━━━ AVAILABLE RECORDS ━━━

PR #219, opened 2024-10-12
AVX2: Switch to custom NTT coefficient ordering 

hanno-becker:
The AVX2 assembly routines use a custom coefficient ordering in NTT domain, but until now, we've always conjugated the routines with permutations to keep them in standard order. This commit removes those conjugations, switching to using the custom order throughout.


mkannwischer (approved):
LGTM. Thanks @hanno-becker

mkannwischer:
This gives a small bump in performance. 
ML-KEM-768 encaps on Intel Xeon 4th gen (c7i): 68089 -> 65593

PR #221, opened 2024-10-13
Smaller performance improvements of AVX2 backend

hanno-becker:
Previously, the AVX2 NTT and invNTT assembly was suffixed by a call to `poly_reduce()` to ensure polynomial coefficients sufficiently small that the subsequent arithmetic would not overflow.

If we trust the bounds for the output of the NTT and invNTT [provided by the Kyber repository](https://github.com/pq-crystals/kyber/blob/main/avx2/poly.c#L387), those reductions are not necessary: The bounds are already below the contractual bounds for the C<->native interface on the basis of which correctness of the remaining code can be argued.

This PR therefore removes the reductions after the AVX2 NTT and invNTT.

It also modifies the vector-vector native code to use AVX2 intrinsics for the accumulation, and adds an AVX2 version for `poly_tomont()`.


hanno-becker:
We should double-check and document the bounds for the AVX2 NTT and invNTT bounds ourselves. Opened #222

potsrevennil (approved):

PR #225, opened 2024-10-14
Set C standard to C99

hanno-becker:
MLKEM-C-AArch64 strives to be compatible with a wide range of (old) compilers. Force restriction to C99 to facilitate this.


hanno-becker:
@potsrevennil @mkannwischer I'm not sure how to appease the CI here. I can't seem to figure out how to set the right `#define`s / include the right headers, so that `syscall()` won't lead to an 'no function prototype' warning -> error.

mkannwischer (approved):
LGTM.

PR #228, opened 2024-10-14
Pin clang-tools version to 17.0.6 in nix flake

potsrevennil:
Somehow nix clang-tools version control is off between linux and macOS, so we need to pin the clang-tools version for now.

According to the `clang-tools` source code, the version is determined by the parameter `clang-unwrapped`, which is why I do nix override `clang-unwrapped` instead of `version`.

By a quick check, using `llvmPackages_18` would results in quite a large size for the nix derivation, I'm not sure the reason of this, but anyway, sticking to `llvmPacakges_17` for now should be fine

### DIFF
--- a/flake.lock
+++ b/flake.lock
@@ -7,11 +7,11 @@
         ]
       },
       "locked": {
-        "lastModified": 1709336216,
-        "narHash": "sha256-Dt/wOWeW6Sqm11Yh+2+t0dfEWxoMxGBvv3JpIocFl9E=",
+        "lastModified": 1727826117,
+        "narHash": "sha256-K5ZLCyfO/Zj9mPFldf3iwS6oZStJcU4tSpiXTMYaaL0=",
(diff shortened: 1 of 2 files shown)


potsrevennil:
@hanno-becker Mind trying out to see if this solves the clang-format issue on your M1 ?

hanno-becker:
Tested locally, LGTM

flake.lock
```diff
@@ -22,11 +22,11 @@
     },
     "nixpkgs": {
       "locked": {
-        "lastModified": 1718086528,
-        "narHash": "sha256-hoB7B7oPgypePz16cKWawPfhVvMSXj4G/qLsfFuhFjw=",
+        "lastModified": 1728740863,
```
hanno-becker, line 25: Whats this change to `flake.lock` about?

hanno-becker (approved):

PR #752, opened 2025-02-06
Various namespacing changes

hanno-becker:
This PR makes a series of smaller namespacing changes, largely adding MLK_ to macros.

Also, it changes the monobuild file to #undef _all_ macros, including those defined in K-generic files. Those were previously omitted in the belief they would not harm, but in fact they leave some macros dangling, e.g. `poly`, which was kept as `MLKEM_NAMESPACE(poly)` while `MLKEM_NAMESPACE` was #undef'ed.


dev/x86_64/src/arith_native_x86_64.h
```diff
@@ -11,9 +11,9 @@
 #include <stdint.h>
 #include "consts.h"
 
-#define REJ_UNIFORM_AVX_NBLOCKS 3 /* See MLKEM_GEN_MATRIX_NBLOCKS */
-#define REJ_UNIFORM_AVX_BUFLEN \
-  (3 * 168) /* REJ_UNIFORM_AVX_BUFLEN * SHAKE128_RATE */
+#define MLK_AVX2_REJ_UNIFORM_NBLOCKS 3 /* See MLKEM_GEN_MATRIX_NBLOCKS */
```
mkannwischer, line 14: This isn't actually used.

dev/x86_64/src/arith_native_x86_64.h
```diff
@@ -11,9 +11,9 @@
...
+#define MLK_AVX2_REJ_UNIFORM_BUFLEN \
+  (3 * 168) /* REJ_UNIFORM_BUFLEN * SHAKE128_RATE */
```
mkannwischer, line 16: I don't quite understand this comment. should be nblocks I suppose?

mlkem/native/x86_64/src/default_impl.h
```diff
@@ -19,7 +19,7 @@
 
 #define MLK_USE_NATIVE_NTT_CUSTOM_ORDER
 
-#define MLK_USE_NATIVE_REJ_UNIFORM
+#define MLK_USE_NATIVE_MLK_AVX2_REJ_UNIFORM
```
mkannwischer, line 22: looks wrong.

mkannwischer (approved):
Overall looks good. Some minor points.

dev/x86_64/src/arith_native_x86_64.h
hanno-becker: Removed

dev/x86_64/src/arith_native_x86_64.h
hanno-becker: Done

mlkem/native/x86_64/src/default_impl.h
hanno-becker: Fixed

PR #755, opened 2025-02-06
Make custom FIPS-202 headers configurable

### LINKED ISSUE #743: CI: Test liboqs integration
mlkem-native has been integrated into liboqs (see #653).
We should test in our CI that future changes in mlkem-native do not break that integration. 
The approach should be similar to what is done for AWS-LC (#654). 
Here are the steps needed for liboqs: 
 - clone the main branch of liboqs (if this is too flaky, we can fix to the last release version)
 - Patch the [copy_from_upstream.yml](https://github.com/open-quantum-safe/liboqs/blob/a554b36dd321e94c276e85c025f350c70740f328/scripts/copy_from_upstream/copy_from_upstream.yml#L37) with the new commit. 
 - Run the [copy_from_upstream.py](scripts/copy_from_upstream/copy_from_upstream.py) (that has some python dependencies)
 - Run the liboqs build as per README
    - Once with `cmake -DOQS_DIST_BUILD=ON -DOQS_OPT_TARGET=auto -DCMAKE_BUILD_TYPE=Release` (C backend)
    - Once with `cmake -DOQS_DIST_BUILD=OFF -DOQS_OPT_TARGET=auto -DCMAKE_BUILD_TYPE=Release` (native backend - should do this on both x86 and AArch64)
 - Run tests `pytest -k ML-KEM`

@bhess, does this make sense?

hanno-becker:
While consumers of mlkem-native can bring their own FIPS-202 implementation (as demonstrated by libOQS and the example/bring_your_own_fips202) it is slightly rigid in that the FIPS-202 headers have to be reachable through a path "fips202/fips202.h" and "fips202/fips202x4.h". In the case of libOQS, this is the reason why a patch is needed.

This commit makes the installation of a custom FIPS-202 implementation more convenient, by adding the configuration options
- MLK_FIPS202_CUSTOM_HEADER
- MLK_FIPS202X4_CUSTOM_HEADER If set, those must be the names of files replacing fips202/fips202.h and fips202/fips202x4.h If they are not set (default), mlkem-native's own FIPS-202 implementation will be used.

This is demonstrated in the case of example/bring_your_own_fips202, where we can now freely rename the directory holding the tiny_sha3 implementation.

Also, add basic integration test for libOQS. 

* Resolves #743


mkannwischer (commented):
Nice! I'm happy with those changes. 

Would be good to get confirmation that this works for oqs before merging. 
Could you also adjust the flags in the liboqs meta files, please?

hanno-becker:
@mkannwischer I tested that this works in libOQS with the following:
```diff
--- a/scripts/copy_from_upstream/copy_from_upstream.yml
+++ b/scripts/copy_from_upstream/copy_from_upstream.yml
@@ -33,13 +33,12 @@ upstreams:
   -
     name: mlkem-native
     git_url: https://github.com/pq-code-package/mlkem-native.git
-    git_branch: v1.0.0-alpha.2
-    git_commit: 3f1b9fc214a3c3f18e88b144f68814ea7ae88625
+    git_branch: fips202_inc
+    git_commit: 759d8f52c466627bf7b94d29618b2c0f47a6328e
     kem_meta_path: 'integration/liboqs/{pretty_name_full}_META.yml'
     kem_scheme_path: '.'
-    patches: [mlkem-native-ml_kem.patch]
- ```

━━━

Lines after the one containing "Previously, the AVX2" are left out; every line from the start of the entries through that line is restated word for word.

### OUTPUT FOR THIS EXERCISE:
PR #219, opened 2024-10-12
AVX2: Switch to custom NTT coefficient ordering 

hanno-becker:
The AVX2 assembly routines use a custom coefficient ordering in NTT domain, but until now, we've always conjugated the routines with permutations to keep them in standard order. This commit removes those conjugations, switching to using the custom order throughout.


mkannwischer (approved):
LGTM. Thanks @hanno-becker

mkannwischer:
This gives a small bump in performance. 
ML-KEM-768 encaps on Intel Xeon 4th gen (c7i): 68089 -> 65593

PR #221, opened 2024-10-13
Smaller performance improvements of AVX2 backend

hanno-becker:
Previously, the AVX2 NTT and invNTT assembly was suffixed by a call to `poly_reduce()` to ensure polynomial coefficients sufficiently small that the subsequent arithmetic would not overflow.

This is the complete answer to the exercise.